GoogleCloudPlatform / cloud-builders

Builder images and examples commonly used for Google Cloud Build
https://cloud.google.com/cloud-build/
Apache License 2.0
1.38k stars 590 forks source link

[BUG] kubectl builder finds wrong context when executed in parallel #990

Closed joekim-0 closed 4 months ago

joekim-0 commented 7 months ago

I have a cloudbuild.yaml file which tries to deploy services onto multiple clusters. However, I have been experiencing issues with deployments getting sent to the wrong cluster, and in debugging have run into some unexpected behavior. In my testing, if 2 build steps execute kubectl config get-contexts at the same time while pointing at different clusters, one of them will be incorrect.

Affected builder image

gcr.io/cloud-builders/kubectl

Expected Behavior

The correct kubectl context is reported, and further actions executed by the builder take place in the indicated context

Actual Behavior

When both kubectl config get-contexts commands are run at roughly the same time against different clusters, both steps indicate the same context.

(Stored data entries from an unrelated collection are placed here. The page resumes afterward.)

PR #121, opened 2023-02-02
Discussion - All nanobind types should have a tp_traverse?

tjstum:
Hello again! I wasn't _totally_ sure what the best area of the repo was the best to bring this up in. Please forgive me if I picked incorrectly

While cleaning up some leak warnings in our extension module, I was looking into how `nanobind::enum_` handles the cycles that are created between the type -> enumeration members that are instances, stored as attributes on the type ->  the type. Our extension module has a few cases of this pattern: we have our own version of enums (with all the instances being stored as attributes of the type). We also sometimes expose "special" instances of a non-enumeration class as an attribute on the type object itself. That could be done in Python (as my example code shows here) or in C++.

I think the original issue is in [bpo-40217](https://bugs.python.org/issue40217). In 3.8, it looks like CPython tried to handle this automatically (by adding a `tp_traverse` slot; https://github.com/python/cpython/pull/19414). However, it was reverted (I think? https://github.com/python/cpython/pull/20264/), and it seems that it's now incumbent on heap types to define a `tp_traverse` that calls `Py_VISIT` on the type object. This is exactly what `nanobind::enum_` [does](https://github.com/wjakob/nanobind/blob/50e761af3f7cdc2a3986f01bcbd75bf5de2123b6/src/nb_enum.cpp#L242), and `nanobind::class_` [will do it](https://github.com/wjakob/nanobind/blob/50e761af3f7cdc2a3986f01bcbd75bf5de2123b6/src/nb_type.cpp#L432) if the objects have an instance dict. It seems, though, that nanobind should do this for _all_ created types. Otherwise they leak at shutdown.

There's almost certainly some nuance from this issue that I'm missing, so I figured I'd bring this up for discussion (showing the issue) before proposing any specific fix. Thanks for your consideration.

### DIFF
--- a/src/nb_enum.cpp
+++ b/src/nb_enum.cpp
@@ -191,15 +191,6 @@ NB_ENUM_UNOP(neg, PyNumber_Negative)
 NB_ENUM_UNOP(inv, PyNumber_Invert)
 NB_ENUM_UNOP(abs, PyNumber_Absolute)
 
-int nb_enum_clear(PyObject *) {
-    return 0;
-}
-
-int nb_enum_traverse(PyObject *o, visitproc visit, void *arg) {
-    Py_VISIT(Py_TYPE(o));
-    return 0;
-}
-
 Py_hash_t nb_enum_hash(PyObject *o) {
     Py_hash_t value = 0;
     type_data *t = nb_type_data(Py_TYPE(o));
@@ -239,8 +230,6 @@ void nb_enum_prepare(PyType_Slot **s, bool is_arithmetic) {
     *t++ = { Py_nb_int, (void *) nb_enum_int };
     *t++ = { Py_nb_index, (void *) nb_enum_int };
     *t++ = { Py_tp_getset, (void *) nb_enum_getset };
-    *t++ = { Py_tp_traverse, (void *) nb_enum_traverse };
-    *t++ = { Py_tp_clear, (void *) nb_enum_clear };
     *t++ = { Py_tp_hash, (void *) nb_enum_hash };
 
     if (is_arithmetic) {
--- a/src/nb_type.cpp
+++ b/src/nb_type.cpp
@@ -25,16 +25,27 @@ static PyObject **nb_dict_ptr(PyObject *self) {
 #endif
 }
 
-static int inst_clear(PyObject *self) {
+static int inst_dict_clear(PyObject *self) {
     PyObject *&dict = *nb_dict_ptr(self);
     Py_CLEAR(dict);
     return 0;
 }
 
-static int inst_traverse(PyObject *self, visitproc visit, void *arg) {
+static int inst_dict_traverse(PyObject *self, visitproc visit, void *arg) {
+#if PY_VERSION_HEX >= 0x03090000
+    Py_VISIT(Py_TYPE(self));
+#endif
     PyObject *&dict = *nb_dict_ptr(self);
     if (dict)
         Py_VISIT(dict);
+    return 0;
+}
+
+static int inst_nodict_clear(PyObject *self) {
+    return 0;
+}
+
+static int inst_nodict_traverse(PyObject *self, visitproc visit, void *arg) {
 #if PY_VERSION_HEX >= 0x03090000
     Py_VISIT(Py_TYPE(self));
 #endif
@@ -386,7 +397,7 @@ PyObject *nb_type_new(const type_data *t) noexcept {
         /* .name = */ name_copy,
         /* .basicsize = */ (int) basicsize,
         /* .itemsize = */ 0,
-        /* .flags = */ Py_TPFLAGS_DEFAULT | Py_TPFLAGS_BASETYPE,
+        /* .flags = */ Py_TPFLAGS_DEFAULT | Py_TPFLAGS_BASETYPE | Py_TPFLAGS_HAVE_GC,
         /* .slots = */ slots
     };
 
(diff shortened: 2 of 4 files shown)


wjakob:
Hi @tjstum,

You are right that Python types that could be part of reference cycles should have a `tp_traverse` slot. It is possible to accomplish this in nanobind using the `nb::type_slots` annotation (see `tests/test_classes.cpp lines 88 and 426).

However, I don't see how nanobind could completely automate this aspect (besides special cases like instance dictionaries that you already noticed). How should it know what fields/data structure members to traverse in complex user-defined types?

Best,
Wenzel

tjstum:
Hi Wenzel,

Thanks for writing back. I agree that there's probably not much that nanobind can do in the general case to completely automate this. I was thinking that it might be a good default, though, for nanobind to create type objects that use the [`inst_traverse`](https://github.com/wjakob/nanobind/blob/50e761af3f7cdc2a3986f01bcbd75bf5de2123b6/src/nb_type.cpp#L34) for the `tp_traverse`, as long as the user hasn't specified any other traverse slot (basically, move [this conditional](https://github.com/wjakob/nanobind/blob/50e761af3f7cdc2a3986f01bcbd75bf5de2123b6/src/nb_type.cpp#L433) out from the `has_dynamic_attr` if block).

Like I said initially, there might be something that I'm missing, so I'm interested in your thoughts. This seems to me to be animprovement for the majority of nanobind classes, though!

tjstum:
I should also mention that I'm happy to update this pull request to show my proposed change, in case it's not clear what I am suggesting

wjakob:
Aha, got it! Yes, I think that makes sense. I think that we would need two separate versions of `inst_traverse` (one for classes with instance dictionaries, and one for the base case where only `Py_VISIT(Py_TYPE(self))` needs to be visited). Please go ahead and create such a PR.

tjstum:
Thanks! I just updated my branch with the proposed code change. I am happy to create a new PR or edit commits or whatever you'd like.

wjakob:
Hi @tjstum,

I thought a bit more about this, and I am not sure that this PR is the right way to go for nanobind.

First of all, it seems that this is really a Python issue and not a nanobind issue. Unless I misunderstood, you should be able to create the same reference cycle with any other non-GCable Python object. It's just that nanobind is really noisy about leaks and will complain in this case, while Python leaks silently. So if anything, I feel like the onus is on Python to implement some special handling of cycles involving instances and their class object.

Second, Integrating a type with the GC comes with certain costs: the storage per object goes up by at least 16 bytes to store indirections in a bidirectional linked list. Which is fine a big and heavy class, but it's costly for simple types that themselves might only consume a few bytes.

I hope the reasoning makes sense -- let me know if I misunderstood something about your issue.

tjstum:
Thanks for the thoughtful consideration, @wjakob.

It has always occurred to me that this situation is quite odd... The instances themselves are not containers and therefore it seems strange to require every nanobind type include `Py_TPFLAGS_HAVE_GC` just because the class itself is a container.
I will try to compose a note to CPython. Would you think the best venue would be the original bpo issue? One of the pull requests? python-dev@? I haven't ever started a discussion in any of those places, so any advice you have would be welcome.

As to this change... I am curious as to your thinking about the use of `nb_traverse` in `nb::enum_` classes. These are all in all the same situation. Does it seem that the GC overhead is justified in that situation?

I think the reason that this doesn't come up in other non-GCable Python types is that they don't support setting arbitrary attributes on the type object:
```python
>>> str.foo = "foo"
TypeError: cannot set 'foo' attribute of immutable type 'str'
>>> int.five = 5
TypeError: cannot set 'five' attribute of immutable type 'int'
```
Perhaps nanobind could do something similar; perhaps nanobind classes should either have the `Py_TPFLAGS_IMMUTABLETYPE` flag (if there is never an `.attr` call to that class from nanobind) **or** have GC methods (and the `Py_TPFLAGS_HAVE_GC` flag). This would allow for simple types not to incur GC overhead while handling this automatically in the majority of cases.
I found this [note](https://docs.python.org/3/howto/isolating-extensions.html#changing-static-types-to-heap-types) in the CPython docs, which does also say that heap types all need the GC methods to resolve these cycles, which is not particularly encouraging.

I can understand if you want to leave this up to the authors of binding code and not have nanobind automatically choose. Please let me know what you think about my suggested compromise above. If you are still uninterested, I will totally understand ... and in that case, I will send a PR to update the docs with the result of this discussion.

wjakob:
I've done this a few times last year, and here is how you make an actionable issue:

1. Don't use nanobind. Create a tiny extension using the C API (example: https://github.com/wjakob/inheritance_issue) and publish it as a repository on GitHub. You can probably reuse my example with just a few examples, the key is to use `PyType_FromSpec` to create a new type from the C API that doesn't have the GC bit set.

2. Open an issue on the GitHub tracker: https://github.com/python/cpython. Explain the issue, add a link to your GitHub repo, and  how to install it easily using Pip
```
pip install git+https://github.com/wjakob/inheritance_issue/
```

Steps to Reproduce the Problem

  1. Create a cloudbuild.yml file as follows:

    steps:
    - id: 'Get context #1'
    name: 'gcr.io/cloud-builders/kubectl'
    waitFor: [ '-' ]
    args: [ 'config', 'get-contexts' ]
    env:
      - CLOUDSDK_COMPUTE_ZONE=<zone 1>
      - CLOUDSDK_CONTAINER_CLUSTER=<cluster 1>
    
    - id: 'Get context #2'
    name: 'gcr.io/cloud-builders/kubectl'
    waitFor: [ '-' ]
    args: [ 'config', 'get-contexts' ]
    env:
      - CLOUDSDK_COMPUTE_ZONE=<zone 2>
      - CLOUDSDK_CONTAINER_CLUSTER=<cluster 2>
  2. Execute the build

  3. Observe cloudbuild logs - One of step 0 or step 1 will be incorrect, and should have logs something like this:

    Already have image (with digest): gcr.io/cloud-builders/kubectl
    Running: gcloud container clusters get-credentials --project=<project> --zone=<zone 1> <cluster 1>
    Fetching cluster endpoint and auth data.
    kubeconfig entry generated for <cluster 1>.
    Running: kubectl config get-contexts
    CURRENT   NAME         CLUSTER        AUTHINFO         NAMESPACE
    *         <cluster 2>   <cluster 2>   <cluster 2>

It seems random to me as to which context actually gets chosen, but in several runs of this sample build I have never observed both contexts showing up correctly

haroonc commented 4 months ago

This builder uses gcloud container clusters get-credentials to get cluster credentials that are written to HOME/.kube/config by default. Since all Cloud Build steps share the same volume for the HOME directory, you can't use different clusters for the same build without overriding the KUBECONFIG location. For your use case you can define environment variable KUBECONFIG for each step that uses kubectl builder to ensure isolation of cluster auth config. e.g.

steps:
  - id: 'Get context #1'
    name: 'gcr.io/cloud-builders/kubectl'
    waitFor: [ '-' ]
    args: [ 'config', 'get-contexts' ]
    env:
      - CLOUDSDK_COMPUTE_ZONE=<zone 1>
      - CLOUDSDK_CONTAINER_CLUSTER=<cluster 1>
      - KUBECONFIG=/tmp/cluster_1

  - id: 'Get context #2'
    name: 'gcr.io/cloud-builders/kubectl'
    waitFor: [ '-' ]
    args: [ 'config', 'get-contexts' ]
    env:
      - CLOUDSDK_COMPUTE_ZONE=<zone 2>
      - CLOUDSDK_CONTAINER_CLUSTER=<cluster 2>
      - KUBECONFIG=/tmp/cluster_2
  -